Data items
···

PR #329, opened 2016-07-29
Silence internal deprecation notice

greg0ire:
I am targetting this branch, because it is BC

## Subject

Deprecation notice for internal deprecation should be considered normal, and be tested.


greg0ire:
ping @sonata-project/contributors , this is a no-brainer

Soullivaneuh:
This is not patch but pedantic for this case.

Thank you.

PR #336, opened 2016-08-19
Added option to override template location in AbstractWidgetTestCase

core23:
I am targetting this branch, because…

## Changelog

```markdown
### Added
- Added `AbstractWidgetTestCase::getTemplatePaths` method
```

## Subject

Should be the final PR for using the test case outside the bundle.

### DIFF
--- a/Test/AbstractWidgetTestCase.php
+++ b/Test/AbstractWidgetTestCase.php
@@ -60,6 +60,24 @@ abstract class AbstractWidgetTestCase extends TypeTestCase
      */
     protected function getEnvironment()
     {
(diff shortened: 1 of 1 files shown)


OskarStark:
I think we should add a test for the `AbstractWidgetTestCase` and ensure that `getTemplatePaths()` is working properly

what do you think guys? @greg0ire @core23

greg0ire:
Testception, but why not?

core23:
Don't know if we can test this, because we have a hardcoded class in the TestCase.

OskarStark:
> Don't know if we can test this, because we have a hardcoded class in the TestCase.

OK, as this change is not that complex we keep it as it is, thank you @core23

···

The expected answer is every line in the data above that carries the string "deprecation".

Silence internal deprecation notice
Deprecation notice for internal deprecation should be considered normal, and be tested.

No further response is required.